Perhaps some of you have similar questions today. “Is there something I could have done to prevent this loss?
May I gently suggest that to such questions, there are no answers. Such “what-if” questions are counterproductive and only serve as heavy weights which burden the soul. We can . . . we must . . . let these questions go.
Richard M. Eyre wrote, “When death occurs unexpectedly, we can become discouraged and bitter. We know that part of life’s test is to overcome discouragement and bitterness. We know the importance of sometimes forcing a smile and holding our head erect, even as the tears roll down our cheeks.

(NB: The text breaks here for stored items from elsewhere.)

PR #9122, opened 2024-07-04
README: update install instructions for python virtualenv

accumulator:
Current instructions are outdated, python no longer allows global or --user install by default on current distributions

### DIFF
--- a/README.md
+++ b/README.md
@@ -18,20 +18,61 @@ _(If you've come here looking to simply run Electrum,
 [you may download it here](https://electrum.org/#download).)_
 
 Electrum itself is pure Python, and so are most of the required dependencies,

We know that Christ endured the ultimate pain and sorrow without ever exhibiting bitterness and discouragement, and we know that our eternal goal is to be like Him.” [The Birth We Call Death, 1976, p. 71]

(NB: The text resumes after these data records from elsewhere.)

PR #9141, opened 2024-07-19
trezor: Fix for trezor library version 0.13.9

dlitz:
This enables support for the Trezor Safe 5.


SomberNight (approved):
Thanks. Looks good. I also tested it a bit.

Where will we end up after this life?
We know that all men are judged according to their works. But do we fully understand what that means?

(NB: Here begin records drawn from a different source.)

Issue #8007, opened 2022-10-08
Qt desktop GUI: upgrade to Qt6 (`gui/qt/`, QtWidgets)


SomberNight:
Opening this issue to discuss if it is time to upgrade to Qt6, for the desktop Qt GUI.

Qt5 is not getting any more updates.
The latest Qt version atm is 6.4. Qt6.2 was an LTS version, so I expect Qt6 is mature now.

Just like `pyqt5`, `pyqt6` is also available on PyPI, from the same maintainer.

There is the question of compatibility with OSes:
- Windows
    - Qt6 dropped support of win7 and 8.1 (see https://doc.qt.io/qt-6.2/supported-platforms.html#windows)
        - we already don't support win7 (see https://github.com/spesmilo/electrum/issues/7728)
        - would have to drop support of win8.1
    - Qt6 dropped support of win32 (x86, 32-bit), it requires amd64
        - see https://github.com/spesmilo/electrum/issues/6598
- macOS
    - we currently build on macOS 10.14, and support >=10.13 as targets
    - this would bump the min supported version to 10.14
        - see https://github.com/spesmilo/electrum/issues/3685#issuecomment-508556343
    - unlike pyqt5, pyqt6 has native binaries for (apple-flavoured-)arm64
- Linux
    - Debian
        - debian 11 does not have `python3-pyqt6` 
        - debian 12 (stable, released 2023-06) has `python3-pyqt6` 
            - https://packages.debian.org/bookworm/python3-pyqt6
    - Ubuntu
        - ubuntu 22.04 LTS does not have `python3-pyqt6` 
        - ubuntu 22.10 (unreleased) has `python3-pyqt6`
            - https://packages.ubuntu.com/kinetic/python3-pyqt6
    - Arch Linux
        - has `python-pyqt6`
            - https://archlinux.org/packages/extra/x86_64/python-pyqt6/  
    - Manjaro
        - has `python-pyqt6`
            - https://software.manjaro.org/package/python-pyqt6

SomberNight:
As long as debian stable, and the latest ubuntu LTS do not have packages, I think it is too early to upgrade to Qt6.

accumulator:
As Electrum-QML is only targeting android, not having PyQt6 available in the distro is only an issue for developers. The android build container builds PyQt itself.

SomberNight:
Right, but I think we can upgrade the desktop Qt GUI and the android qml GUI independently.
[...]

Issue #6598, opened 2020-09-16
consider building 64-bit Windows binaries (x64, x86_64, amd64, 64 bit, architecture)


SomberNight:
Currently we distribute three different binaries for Windows (portable, standalone, setup).
All of these target 32-bit Windows (but they can run on 64-bit arch too).

We build 32-bit binaries for compatibility reasons mainly, but this means the process cannot use >4 GB memory.
There are many `MemoryError` bug reports collected by Travis, where I believe users are not running OOM completely, they are simply reaching 4 GB.

see collection of issues at https://github.com/spesmilo/electrum/issues/5627
but also e.g.
https://github.com/spesmilo/electrum/issues/6212
https://github.com/spesmilo/electrum/issues/6272
https://github.com/spesmilo/electrum/issues/6303
https://github.com/spesmilo/electrum/issues/6378
https://github.com/spesmilo/electrum/issues/4995

We should consider either building 64-bit binaries exclusively instead, or also building those in addition to current.
(but we already build 3 binaries, so building two versions of each seems overkill)

It would be good to know how many users there are using 32 bit Windows.

See:
https://stackoverflow.com/a/41497867
https://store.steampowered.com/hwsurvey/

Among the participants of the Steam HW survey (2020-08), AFAICT 32 bit Windows among Windows users is less than 0.51%:
```
Windows 10 64 bit:   92.22%
Windows 7 64 bit:     5.44%
Windows 8.1 64 bit:   1.70%
Windows 7:            0.29%
Windows 10:           0.14%
Windows 8 64 bit:     0.13%
Other:                0.08%
```

SomberNight:
See https://www.bleepingcomputer.com/news/microsoft/rip-microsoft-to-drop-support-for-windows-10-on-32-bit-systems/

> "Beginning with Windows 10, version 2004, all new Windows 10 systems will be required to use 64-bit builds and Microsoft will no longer release 32-bit builds for OEM distribution. This does not impact 32-bit customer systems that are manufactured with earlier versions of Windows 10; Microsoft remains committed to providing feature and security updates on these devices, including continued 32-bit media availability in non-OEM channels to support various upgrade installation scenarios."

ysangkok:
I think that, depending on how the native code has been compiled, the limit may be as low as 2 GiB. See [stackoverflow comments](https://stackoverflow.com/questions/41497783/how-common-are-32-bit-windows-installations-as-of-now/41497867?noredirect=1#comment113036057_41497867)

[...]

Issue #3685, opened 2018-01-09
Electrum 3.0.5 not opening on Mac OS 10.9


lorepieri8:
As in the title, Electrum is not opening in Mac OS 10.9.

I had a similar issue with Electrum LTC, that was solved with an additional build (3.5.0.1-1, not available from the main page):

[https://github.com/pooler/electrum-ltc/issues/125](url)

Hopefully the solution for BTC should be similar.

lorepieri8:
It may be related to #3673

lzsaver:
So does it related to https://github.com/pooler/electrum-ltc/issues/125?

lorepieri8:
It seems so. In the console I get the same error codes:

16/01/18 19:32:57,176 gkbisd[144]: Unable to collect cdhash for /Applications/Electrum.app (error code 100024)

16/01/18 19:32:57,315 com.apple.launchd.peruser.501[157]: (Electrum.86976[62489]) Exited with code: 255

tessus:
I've just tried Electrum 3.1.1 on MacOSX 10.9.5, but I only get the following message (nothing from gkbisd):

```
Exited with code:255
```

How can I debug this? Or does anybody know what the problem might be?

tessus:
Is there any update on this? Maybe @ecdsa can create a build that works on 10.9.5.

I tried to create one on my 10.9.5 machine, but it didn't work. After a few hours I gave up.

bauerj:
Yeah, we should add that to the download page but currently on El Capitan (10.11.6) or newer is supported. To build a version that is compatible to older versions, we would need an installation of that version, which we do not have.

May I ask why you need to use Mavericks?

tessus:
Long story short, I still use a MacBook (Late 2008) and I'm afraid to upgrade that from 10.9.5.

(I also have another MacBook that runs 10.13.4)

SomberNight:
Note: need to keep an eye on this when increasing the PyQt version
See https://github.com/spyder-ide/qtpy/issues/155

SomberNight:
For future reference:

Qt 5.8 needs [minimum MacOS 10.9](https://doc.qt.io/archives/qt-5.8/supported-platforms.html)
Qt 5.9 needs [minimum MacOS 10.10](https://doc.qt.io/archives/qt-5.9/supported-platforms.html)
Qt 5.10 needs [minimum MacOS 10.11](https://doc.qt.io/archives/qt-5.10/supported-platforms.html)
[...]

PR #9189, opened 2024-09-10
Qt desktop GUI: upgrade to Qt6

SomberNight:
This PR migrates the Qt Widgets GUI used on desktop from Qt5 to Qt6.

Notes:
- the latest debian stable and ubuntu lts now both package python3-pyqt6, meaning most distros should now have it
- raises the minimum Windows version needed (for users) to win10 x64 (from 8.1 32 bit?)
  - see https://github.com/spesmilo/electrum/issues/6598
  - I think this is OK.
- raises the min macOS version needed to 11 (from 10.13)
  - related https://github.com/spesmilo/electrum/issues/3685
  - 10.13 was released in 2017-09, and 11 released in 2020-11. That's a significant bump, and the new minimum is only ~4 years old. Is this OK?
    - I think we bumped to 10.13 (from 10.11) around https://github.com/spesmilo/electrum/commit/095464b620e3e1bb699d174d969526f78ad356b9, which was released in 4.0.1 in [2020-07](https://github.com/spesmilo/electrum/blob/0f6898ed90be7777254b6868e1e1b0b5af79372f/RELEASE-NOTES#L1), at which point 10.13 was ~3 years old. Hence, the current bump is less strict and I think is OK.
- the win/mac/appimage binaries grew by ~20 MB :/
  - qt6 takes up more space. I tried to strip out some unneeded new modules (and adjusted our existing stripping-out to layout changes) - without that the size diff would be even greater.
- when running the AppImage on a system that has both wayland and xwayland, AFAICT previously QT_QPA_PLATFORM=xcb was the default, but now it is QT_QPA_PLATFORM=wayland
  - compare running `$ QT_QPA_PLATFORM=xcb ./run_electrum` vs `$ QT_QPA_PLATFORM=wayland ./run_electrum`
  - note that they look a bit different
	- in particular the titlebar for e.g. QMessageBox is missing on wayland
	  - e.g. try in console tab: `>>> window.question(msg="msg")`

closes https://github.com/spesmilo/electrum/issues/8007


electrum/gui/qt/qrreader/__init__.py
```diff
@@ -11,7 +11,7 @@
 #   to access the camera
 # - zbar fails to access the camera on macOS
 # - qtmultimedia seems to support more cameras on Windows than zbar
-# - qtmultimedia is often not packaged with PyQt5
+# - qtmultimedia is often not packaged with PyQt
 #   in particular, on debian, you need both "python3-pyqt5" and "python3-pyqt5.qtmultimedia"
```
accumulator, line 15:
```suggestion
#   in particular, on debian, you need both "python3-pyqt6" and "python3-pyqt6.qtmultimedia"
```

accumulator:
Even though it seems to work, `QDarkStyle` uses `load_stylesheet_pyqt5()`.

https://github.com/SomberNight/electrum/blob/c3a869d5e1dd0d0884e333a44694eb14b16c7a4f/electrum/gui/qt/__init__.py#L179

There's a `load_stylesheet_pyqt6()` func since `qdarkstyle>=3.2`

https://github.com/SomberNight/electrum/blob/c3a869d5e1dd0d0884e333a44694eb14b16c7a4f/contrib/requirements/requirements.txt#L3

accumulator (changes requested):

electrum/gui/common_qt/__init__.py
```diff
@@ -10,7 +10,7 @@ def get_qt_major_version() -> int:
     _GUI_QT_VERSION = getattr(sys, '_GUI_QT_VERSION', None)
     if _GUI_QT_VERSION is None:
         # used by pyinstaller when building (analysis phase)
-        _GUI_QT_VERSION = 5
+        _GUI_QT_VERSION = 6
```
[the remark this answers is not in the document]
SomberNight: No reason to keep it. Removed now.

SomberNight:
> There's a load_stylesheet_pyqt6() func since qdarkstyle>=3.2

Thanks, done.

----

At a higher level, what do you think about doing this migration now? :)  AFAICS there are no real blockers.

accumulator:
> > There's a load_stylesheet_pyqt6() func since qdarkstyle>=3.2
> 
> Thanks, done.
> 
> At a higher level, what do you think about doing this migration now? :) AFAICS there are no real blockers.

It looks fully functional. The only thing I ran into testing the branch was an error when grabbing QR from screen. That was on both wayland and xcb backends.

contrib/build-linux/appimage/make_appimage.sh
SomberNight, line 1: > when running the AppImage on a system that has both wayland and xwayland, AFAICT previously QT_QPA_PLATFORM=xcb was the default, but now it is QT_QPA_PLATFORM=wayland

We must understand that no one, no one has the ability or the authority to determine Aaron’s or anyone’s reward other than the Savior Himself.
Elder Bruce R. McConkie wrote, “Judgement is the Lord’s. He knows the thoughts, intents, and abilities of men, and He, in His infinite wisdom will make things right in due course.” [Mormon Doctrine, 2nd ed, 1966, p. 771]
Elder M. Russell Ballard stated, “Only the Lord [can] administer fair judgment. He alone has all the facts, and only He [knows] the intent of the heart. [Ensign, October 1987.]
And finally, the Prophet Joseph Smith taught, “While one portion of the human race is judging and condemning the other without mercy, the Great Parent of the universe looks upon the whole of the human family with a fatherly care and paternal regard. [Teachings of the Prophet Joseph Smith, sel. Joseph Fielding Smith, Deseret Book Company, Salt Lake City, 1976, p. 218]
The reality of the resurrection.
May I conclude by testifying of the reality of the resurrection. Today, it is difficult to say goodbye to Aaron. We wish things could be different. But, whether death comes early or late in life, it is always difficult to say goodbye to a loved one.
The truth is that “the only length of life that seems to satisfy the longings of the human heart is life everlasting.” [The Gateway We Call Death, p. 55] This great blessing was made possible by the sacrifice of our Lord and Savior, Jesus Christ.
Job asked the question, “If a man die, shall he live again?” (Job 14:14) The answer is a resounding, “Yes!” Through the gift of the resurrection, we know that though our separation from Aaron is painful, it will be followed by a glorious reunion at a future day.
The reality of the resurrection was clearly and cleverly expressed by the statesman, Benjamin Franklin, who wrote his own epitaph. Said he, “The body of Benjamin Franklin (like the cover of an old book, its contents torn out, and stript of its lettering and gilding) lies here. Yet the work itself shall not be lost, for it will (as he believed) appear once more, in a more beautiful edition, corrected and amended by the Author.” [The Birth That We Call Death, p. 65]
I testify that Aaron Lawrence Stones will appear once more in a new and more beautiful edition, corrected and amended by the Author, the Father of us all.
In the sacred name of Jesus Christ, amen.